- [Problem statement]
Return only those lines of the records below in which "when" appears.

━━━ Exercise input ━━━

PR #143, opened 2024-01-25
Tesla: Add ERROR debug message when inverter blocks contactor closing

dalathegreat:
### What
This PR adds a new fault code via USB to inform user that contactor closing is blocked

### Why
Some people were confused when using double LilyGos or Solax protocol that the contactor would not close. The `inverterAllowsContactorClosing` parameter needs to be true to allow contactor closing.

### How
A USB Serial debug message is added to the Tesla.cpp file


kharnt0x:
LGTM 👍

━━━

- [Solution to the exercise]
Tesla: Add ERROR debug message when inverter blocks contactor closing
Some people were confused when using double LilyGos or Solax protocol that the contactor would not close. The `inverterAllowsContactorClosing` parameter needs to be true to allow contactor closing.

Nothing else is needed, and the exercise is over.